Nun nahm das Schicksal der Aussiedler seinen Lauf. Man verweigerte ihnen jede Hilfe, verkaufte ihnen keine Lebensmittel und schikanierte sie auf ihrem ganzen Weg. Bis sie schließlich in den Mountain Meadows zur Ruhe kommen und ihr Vieh grasen lassen konnten.
Währenddessen organisierten sich die ortsansässigen Mormonenführer mit den Indianern zusammen, um diese Aussiedler auf Befehl von oben zu vernichten. Nach etwa einer Woche der vergeblichen Belagerung und des ständigen Beschusses der Wagenburg wurde den Aussiedlern eine Falle gestellt. Sie glaubten bis dahin an einen Überfall der Indianer, da die Mormonen auch als Indianer bemalt und verkleidet waren. Nun traten einige Mormonenführer in normaler Kluft unter Verwendung der „Friedensfahne“ als Retter in Erscheinung. Sie gewährten ihnen freies Geleit, wenn sie ihre Waffen ablegen würden. Zu Fuß in einer Kolonne marschierten sie nun los, Frauen und Kinder voran, die Männer, jeweils einen bewaffneten Mormonen an ihrer Seite, marschierten hinterher. Während diese Menschenschlange an Gebüsch vorbeikam, wurde das Kommando gegeben und jeder Mormone erschoss den neben sich gehenden Aussiedler. Die Indianer sprangen aus dem Gebüsch und töteten Frauen und Kinder. Nur 17 kleine Kinder ließ man am Leben, weil sie das Alter der Verantwortlichkeit nicht erreicht hätten, und somit bei den Mormonen als unschuldig galten, und sie durften nach ihren Geboten kein unschuldiges Blut vergießen. Ein Hohn!

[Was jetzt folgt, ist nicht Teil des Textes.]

PR #3141, opened 2015-05-06
Fix route53 error response parsing in retry handler.

yossigo:
The Route53 response handler currently looks for retryable error codes in a `Code` HTTP header when a 400 response is received.

Looking at the documentation and running some tests against AWS shows that this is wrong, and the error code should be parsed in the response XML body.  As a result, the current retry handler basically does nothing.

### DIFF
--- a/boto/route53/connection.py
+++ b/boto/route53/connection.py
@@ -584,20 +584,25 @@ class Route53Connection(AWSAuthConnection):
         boto.log.debug("Saw HTTP status: %s" % response.status)
 
         if response.status == 400:
-            code = response.getheader('Code')
+            body = response.read()
 
-            if code:
+            # We need to parse the error first
+            err = exception.DNSServerError(
+                response.status,
+                response.reason,
+                body)
+            if err.error_code:
                 # This is a case where we need to ignore a 400 error, as
                 # Route53 returns this. See
                 # http://docs.aws.amazon.com/Route53/latest/DeveloperGuide/DNSLimitations.html
-                if 'PriorRequestNotComplete' in code:
-                    error = 'PriorRequestNotComplete'
-                elif 'Throttling' in code:
-                    error = 'Throttling'
-                else:
+                if not err.error_code in (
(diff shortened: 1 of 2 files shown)


hbm5006:
This is awesome. I ran into the broken route53 retry logic recently and this fixed the issue for me. Would really like to see this get merged into master soon...

dkhandeshi:
Would like to see this getting merged soon - we are running into the same issue!

Aydnwylde:
This fixed my issue.  Merge would be great.

kyleknap:
@yossigo 

Can you point to the documentation in the API reference that you are referring to? I am also hesitant to completely remove the checking of the headers for ``Code`` as this has the possibility to break people if this does work for some people. Ideally I would want to keep the existing checks in place and just add  on the new checks that you have in your PR.  It would be great if you could update your PR to accommodate that.

yossigo:
@kyleknap Here is a reference to the REST Request/Response format:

Ungefähr 120 Männer, Frauen und Kinder wurden dort abgeschlachtet. Ihre Besitztümer wurden unter den Indianern und den Mormonen aufgeteilt. Nun begann eine der größten Vertuschungsaktionen dieser Kirche. Alle Beteiligten wurden unter feierlichen Gelöbnissen eingeschworen, nichts über diese Ereignisse zu erzählen und alles den Indianern zuzuschreiben. Bis heute kann man in den Büchern dieser Sekte lesen, dass die Indianer für dieses Massaker verantwortlich seien. Nun wird dieser Film „September Dawn“ diese alte Wunde wieder aufreißen und eine öffentliche Debatte anheizen, zu Ungunsten der „Kirche Jesu Christi der Heiligen der Letzten Tage“. Nicht, dass man vergangene Fehler nicht vergeben sollte, aber schmerzlich ist für die Nachkommen dieser Opfer und ihrer Verwandten, dass diese Mormonenkirche bis heute jede Verantwortung für diese Gräueltat leugnet und nicht dazu stehen will, obwohl die Tatsachen sehr gut dokumentiert sind, u. a. durch das schriftliche beeidete Bekenntnis des Anführers des Massakers John D. Lee.